> **PROBLEM STATEMENT**: Give the number of lines in the records below that hold "design"; nothing else is needed.
Start of MATERIAL SHOWN
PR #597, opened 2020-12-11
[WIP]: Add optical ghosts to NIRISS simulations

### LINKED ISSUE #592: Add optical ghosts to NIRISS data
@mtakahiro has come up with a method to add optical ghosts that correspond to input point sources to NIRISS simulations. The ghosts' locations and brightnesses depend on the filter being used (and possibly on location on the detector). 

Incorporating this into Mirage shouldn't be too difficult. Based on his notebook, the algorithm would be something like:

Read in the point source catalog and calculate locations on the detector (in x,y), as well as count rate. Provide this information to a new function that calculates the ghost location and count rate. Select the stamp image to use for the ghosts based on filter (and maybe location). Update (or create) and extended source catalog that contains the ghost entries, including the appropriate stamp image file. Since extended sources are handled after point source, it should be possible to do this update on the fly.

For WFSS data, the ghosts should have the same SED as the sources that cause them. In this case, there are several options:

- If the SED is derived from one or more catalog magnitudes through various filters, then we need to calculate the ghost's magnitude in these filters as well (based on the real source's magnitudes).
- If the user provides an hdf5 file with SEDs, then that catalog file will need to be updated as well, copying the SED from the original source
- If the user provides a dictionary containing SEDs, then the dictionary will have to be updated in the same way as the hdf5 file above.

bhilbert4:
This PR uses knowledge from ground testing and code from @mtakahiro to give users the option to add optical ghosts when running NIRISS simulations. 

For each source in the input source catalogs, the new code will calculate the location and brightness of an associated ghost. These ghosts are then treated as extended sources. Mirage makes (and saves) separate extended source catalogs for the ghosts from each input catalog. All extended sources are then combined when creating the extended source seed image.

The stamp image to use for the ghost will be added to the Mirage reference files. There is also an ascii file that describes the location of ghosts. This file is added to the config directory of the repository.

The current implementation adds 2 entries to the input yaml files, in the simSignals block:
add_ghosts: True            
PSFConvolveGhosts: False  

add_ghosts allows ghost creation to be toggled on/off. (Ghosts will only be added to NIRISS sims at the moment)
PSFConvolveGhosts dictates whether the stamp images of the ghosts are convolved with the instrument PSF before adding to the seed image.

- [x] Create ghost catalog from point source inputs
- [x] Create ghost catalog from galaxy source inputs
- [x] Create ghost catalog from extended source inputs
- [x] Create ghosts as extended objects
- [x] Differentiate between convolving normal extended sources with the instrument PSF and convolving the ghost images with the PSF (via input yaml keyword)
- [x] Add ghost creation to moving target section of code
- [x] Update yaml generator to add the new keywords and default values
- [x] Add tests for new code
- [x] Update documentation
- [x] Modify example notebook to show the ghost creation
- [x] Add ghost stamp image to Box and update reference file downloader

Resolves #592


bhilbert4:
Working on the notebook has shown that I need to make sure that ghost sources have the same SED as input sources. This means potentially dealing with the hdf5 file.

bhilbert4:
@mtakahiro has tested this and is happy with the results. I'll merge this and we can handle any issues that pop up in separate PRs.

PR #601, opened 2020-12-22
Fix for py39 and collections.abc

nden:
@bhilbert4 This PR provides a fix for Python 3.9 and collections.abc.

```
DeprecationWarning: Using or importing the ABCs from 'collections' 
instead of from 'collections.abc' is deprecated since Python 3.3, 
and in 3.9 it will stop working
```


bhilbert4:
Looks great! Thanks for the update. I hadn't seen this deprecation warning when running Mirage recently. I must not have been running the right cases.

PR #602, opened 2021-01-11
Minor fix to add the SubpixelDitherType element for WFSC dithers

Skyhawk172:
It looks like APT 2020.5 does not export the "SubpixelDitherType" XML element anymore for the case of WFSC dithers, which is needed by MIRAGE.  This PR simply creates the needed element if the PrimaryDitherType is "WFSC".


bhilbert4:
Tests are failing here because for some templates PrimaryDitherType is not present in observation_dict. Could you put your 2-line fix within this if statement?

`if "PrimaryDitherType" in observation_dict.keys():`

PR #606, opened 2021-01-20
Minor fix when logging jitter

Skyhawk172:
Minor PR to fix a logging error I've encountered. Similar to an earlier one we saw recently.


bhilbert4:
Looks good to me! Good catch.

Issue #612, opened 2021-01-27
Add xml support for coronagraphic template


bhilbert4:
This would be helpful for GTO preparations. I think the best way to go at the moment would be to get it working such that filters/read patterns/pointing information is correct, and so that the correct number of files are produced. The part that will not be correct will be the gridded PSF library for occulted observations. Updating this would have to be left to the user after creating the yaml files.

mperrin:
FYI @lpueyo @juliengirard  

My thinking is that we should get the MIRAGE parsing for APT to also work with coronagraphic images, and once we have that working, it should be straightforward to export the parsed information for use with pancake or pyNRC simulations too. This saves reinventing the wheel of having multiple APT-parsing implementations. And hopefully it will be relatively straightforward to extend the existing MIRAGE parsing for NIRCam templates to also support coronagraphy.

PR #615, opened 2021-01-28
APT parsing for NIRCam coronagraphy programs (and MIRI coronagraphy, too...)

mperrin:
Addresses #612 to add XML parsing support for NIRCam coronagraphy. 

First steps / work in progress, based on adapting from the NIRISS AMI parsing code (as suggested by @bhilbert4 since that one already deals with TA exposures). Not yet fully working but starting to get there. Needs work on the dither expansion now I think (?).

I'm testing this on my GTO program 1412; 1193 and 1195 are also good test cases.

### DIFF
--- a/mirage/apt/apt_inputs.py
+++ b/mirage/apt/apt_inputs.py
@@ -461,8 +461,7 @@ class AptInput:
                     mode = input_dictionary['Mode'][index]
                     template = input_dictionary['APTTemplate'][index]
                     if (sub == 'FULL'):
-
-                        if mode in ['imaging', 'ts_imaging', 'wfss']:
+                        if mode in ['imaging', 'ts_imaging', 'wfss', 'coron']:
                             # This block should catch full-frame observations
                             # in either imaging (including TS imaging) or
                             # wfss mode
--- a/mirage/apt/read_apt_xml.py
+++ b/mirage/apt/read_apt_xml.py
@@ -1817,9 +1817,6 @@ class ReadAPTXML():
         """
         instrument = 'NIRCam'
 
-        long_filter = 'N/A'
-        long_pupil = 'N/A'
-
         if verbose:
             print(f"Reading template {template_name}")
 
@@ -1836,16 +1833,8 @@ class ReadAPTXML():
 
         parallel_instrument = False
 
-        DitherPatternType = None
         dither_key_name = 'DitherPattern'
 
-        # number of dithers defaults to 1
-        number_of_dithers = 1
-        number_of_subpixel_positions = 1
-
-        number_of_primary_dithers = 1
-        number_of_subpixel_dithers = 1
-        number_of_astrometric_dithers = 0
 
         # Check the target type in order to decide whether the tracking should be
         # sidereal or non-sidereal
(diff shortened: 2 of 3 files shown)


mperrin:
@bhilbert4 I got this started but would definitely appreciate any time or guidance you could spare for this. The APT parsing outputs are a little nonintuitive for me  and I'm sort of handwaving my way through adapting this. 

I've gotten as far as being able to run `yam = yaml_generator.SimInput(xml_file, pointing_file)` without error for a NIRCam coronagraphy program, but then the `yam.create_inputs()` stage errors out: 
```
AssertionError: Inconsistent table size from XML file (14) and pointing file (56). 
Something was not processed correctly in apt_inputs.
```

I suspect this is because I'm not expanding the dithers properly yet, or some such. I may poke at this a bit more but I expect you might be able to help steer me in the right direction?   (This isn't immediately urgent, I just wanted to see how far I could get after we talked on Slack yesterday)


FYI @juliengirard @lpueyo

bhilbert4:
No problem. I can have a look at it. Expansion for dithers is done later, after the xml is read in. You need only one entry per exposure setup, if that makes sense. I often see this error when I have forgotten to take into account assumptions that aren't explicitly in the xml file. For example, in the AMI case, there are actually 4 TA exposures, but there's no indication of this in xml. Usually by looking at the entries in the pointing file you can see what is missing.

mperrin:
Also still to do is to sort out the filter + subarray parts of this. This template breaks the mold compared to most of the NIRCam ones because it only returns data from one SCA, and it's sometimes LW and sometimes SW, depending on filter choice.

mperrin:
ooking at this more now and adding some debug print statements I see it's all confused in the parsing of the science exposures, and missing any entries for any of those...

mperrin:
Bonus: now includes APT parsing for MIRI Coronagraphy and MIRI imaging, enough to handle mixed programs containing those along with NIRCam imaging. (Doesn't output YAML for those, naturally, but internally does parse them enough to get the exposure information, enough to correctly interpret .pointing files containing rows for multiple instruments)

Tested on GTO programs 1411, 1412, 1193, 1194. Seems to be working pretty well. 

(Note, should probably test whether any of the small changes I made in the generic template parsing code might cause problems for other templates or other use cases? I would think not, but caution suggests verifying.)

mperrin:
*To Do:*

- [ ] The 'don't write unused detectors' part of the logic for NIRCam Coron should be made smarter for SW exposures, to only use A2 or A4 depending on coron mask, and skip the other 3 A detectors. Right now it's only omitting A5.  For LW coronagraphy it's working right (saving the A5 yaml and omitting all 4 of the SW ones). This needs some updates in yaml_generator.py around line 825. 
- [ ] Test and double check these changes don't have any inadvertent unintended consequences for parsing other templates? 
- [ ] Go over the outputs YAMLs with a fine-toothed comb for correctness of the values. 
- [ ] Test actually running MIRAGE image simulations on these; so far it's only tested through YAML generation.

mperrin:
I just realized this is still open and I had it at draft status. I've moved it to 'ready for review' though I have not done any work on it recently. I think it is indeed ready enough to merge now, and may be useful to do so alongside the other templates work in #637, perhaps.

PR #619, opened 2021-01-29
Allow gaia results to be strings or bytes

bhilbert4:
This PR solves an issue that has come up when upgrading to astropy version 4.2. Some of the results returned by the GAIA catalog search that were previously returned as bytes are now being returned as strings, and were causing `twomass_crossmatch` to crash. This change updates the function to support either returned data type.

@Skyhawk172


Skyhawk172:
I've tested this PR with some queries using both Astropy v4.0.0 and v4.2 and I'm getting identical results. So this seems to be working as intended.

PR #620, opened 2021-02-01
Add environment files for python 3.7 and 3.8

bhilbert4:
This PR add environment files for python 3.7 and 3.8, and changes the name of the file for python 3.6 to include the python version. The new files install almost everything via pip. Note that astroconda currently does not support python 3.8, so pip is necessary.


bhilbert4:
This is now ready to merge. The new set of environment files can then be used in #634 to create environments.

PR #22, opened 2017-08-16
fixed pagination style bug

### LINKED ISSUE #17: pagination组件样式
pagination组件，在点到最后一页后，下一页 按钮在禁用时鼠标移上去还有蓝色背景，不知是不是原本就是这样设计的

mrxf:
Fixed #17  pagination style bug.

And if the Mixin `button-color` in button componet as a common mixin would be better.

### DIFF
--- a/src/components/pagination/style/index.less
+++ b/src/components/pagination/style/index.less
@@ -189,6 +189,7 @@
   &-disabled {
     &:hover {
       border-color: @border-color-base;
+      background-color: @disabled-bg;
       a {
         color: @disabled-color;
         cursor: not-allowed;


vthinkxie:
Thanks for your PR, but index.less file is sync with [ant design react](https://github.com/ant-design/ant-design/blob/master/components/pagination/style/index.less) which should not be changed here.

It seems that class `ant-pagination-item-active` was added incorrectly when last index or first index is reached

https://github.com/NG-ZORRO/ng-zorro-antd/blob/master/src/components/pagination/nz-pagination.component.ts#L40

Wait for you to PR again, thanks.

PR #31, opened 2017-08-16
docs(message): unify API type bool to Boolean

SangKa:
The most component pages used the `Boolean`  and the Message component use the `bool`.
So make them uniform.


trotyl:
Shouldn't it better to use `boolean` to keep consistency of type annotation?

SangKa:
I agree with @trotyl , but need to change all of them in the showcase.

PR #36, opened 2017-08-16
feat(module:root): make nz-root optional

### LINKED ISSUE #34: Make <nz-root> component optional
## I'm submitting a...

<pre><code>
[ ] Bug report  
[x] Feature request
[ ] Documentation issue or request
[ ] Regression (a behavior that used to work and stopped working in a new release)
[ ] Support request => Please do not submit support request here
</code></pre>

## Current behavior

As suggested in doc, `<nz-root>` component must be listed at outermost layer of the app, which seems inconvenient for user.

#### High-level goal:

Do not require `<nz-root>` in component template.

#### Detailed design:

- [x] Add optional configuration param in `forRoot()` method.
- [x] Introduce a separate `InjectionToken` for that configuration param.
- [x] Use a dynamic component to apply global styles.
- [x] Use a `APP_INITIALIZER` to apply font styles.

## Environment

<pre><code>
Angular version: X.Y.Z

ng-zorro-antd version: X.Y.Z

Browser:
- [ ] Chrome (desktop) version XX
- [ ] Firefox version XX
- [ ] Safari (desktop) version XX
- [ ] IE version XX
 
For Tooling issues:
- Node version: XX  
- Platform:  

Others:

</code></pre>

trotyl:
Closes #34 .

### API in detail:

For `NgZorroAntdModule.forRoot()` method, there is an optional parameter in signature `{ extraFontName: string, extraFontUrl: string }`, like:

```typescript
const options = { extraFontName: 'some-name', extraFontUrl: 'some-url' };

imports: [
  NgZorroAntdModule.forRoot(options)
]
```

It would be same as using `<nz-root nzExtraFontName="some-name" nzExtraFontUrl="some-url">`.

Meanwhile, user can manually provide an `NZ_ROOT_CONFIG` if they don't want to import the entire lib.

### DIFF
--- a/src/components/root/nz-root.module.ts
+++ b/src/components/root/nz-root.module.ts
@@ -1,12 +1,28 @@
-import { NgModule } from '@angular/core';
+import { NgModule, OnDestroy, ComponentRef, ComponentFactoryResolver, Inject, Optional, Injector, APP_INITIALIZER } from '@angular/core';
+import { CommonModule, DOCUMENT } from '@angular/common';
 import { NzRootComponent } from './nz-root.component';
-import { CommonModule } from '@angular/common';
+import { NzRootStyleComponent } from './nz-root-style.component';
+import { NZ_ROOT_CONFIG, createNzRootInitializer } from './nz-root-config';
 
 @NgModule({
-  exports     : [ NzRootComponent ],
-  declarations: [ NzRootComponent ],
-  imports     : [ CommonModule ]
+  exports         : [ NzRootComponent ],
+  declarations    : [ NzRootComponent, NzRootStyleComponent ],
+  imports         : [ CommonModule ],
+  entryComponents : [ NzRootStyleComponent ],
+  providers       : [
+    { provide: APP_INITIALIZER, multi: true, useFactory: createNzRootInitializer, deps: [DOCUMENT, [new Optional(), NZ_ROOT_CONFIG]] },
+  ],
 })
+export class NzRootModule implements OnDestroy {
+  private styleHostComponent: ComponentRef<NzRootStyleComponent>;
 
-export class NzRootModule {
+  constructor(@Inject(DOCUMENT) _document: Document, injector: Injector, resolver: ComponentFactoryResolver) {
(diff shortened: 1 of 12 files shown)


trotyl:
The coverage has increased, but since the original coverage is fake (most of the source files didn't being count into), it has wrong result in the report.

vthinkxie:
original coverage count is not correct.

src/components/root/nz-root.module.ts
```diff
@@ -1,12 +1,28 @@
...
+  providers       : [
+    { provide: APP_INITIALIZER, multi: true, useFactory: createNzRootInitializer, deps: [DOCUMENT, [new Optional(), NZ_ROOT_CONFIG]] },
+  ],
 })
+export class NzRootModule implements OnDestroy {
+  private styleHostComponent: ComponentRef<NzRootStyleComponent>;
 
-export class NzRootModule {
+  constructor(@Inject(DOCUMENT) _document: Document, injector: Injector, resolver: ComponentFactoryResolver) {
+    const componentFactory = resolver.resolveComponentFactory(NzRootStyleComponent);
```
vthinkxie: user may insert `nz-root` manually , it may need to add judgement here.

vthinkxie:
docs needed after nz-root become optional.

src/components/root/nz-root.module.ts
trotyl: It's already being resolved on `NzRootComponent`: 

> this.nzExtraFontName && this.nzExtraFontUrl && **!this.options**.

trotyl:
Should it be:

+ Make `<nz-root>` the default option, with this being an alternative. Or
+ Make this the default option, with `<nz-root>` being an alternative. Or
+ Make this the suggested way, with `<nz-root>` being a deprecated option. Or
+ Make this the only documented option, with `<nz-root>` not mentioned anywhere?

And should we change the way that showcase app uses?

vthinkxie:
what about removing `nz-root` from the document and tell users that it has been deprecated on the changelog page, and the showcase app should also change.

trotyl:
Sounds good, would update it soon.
End of MATERIAL SHOWN
> **ANSWER SECTION**: 2